## Assignment
Report back each line of the records that contains the string "from".

(Stored data entries)
-------------------------
PR #3430, opened 2026-03-12
MOB-1186: log storage metrics on startup

sepeterson:
In this PR:

- On startup, log some persisted data storage
  - I did not include photo storage as that, as near as I could tell, would require relatively expensive reading of the file system

### DIFF
--- a/src/components/StartupService.tsx
+++ b/src/components/StartupService.tsx
@@ -6,20 +6,19 @@ import { RealmContext } from "providers/contexts";
 import { useEffect } from "react";
 import { LogBox } from "react-native";
 import DeviceInfo from "react-native-device-info";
-------------------------
## Response area
@@ -6,20 +6,19 @@ import { RealmContext } from "providers/contexts";
 import { useEffect } from "react";
 import { LogBox } from "react-native";
 import DeviceInfo from "react-native-device-info";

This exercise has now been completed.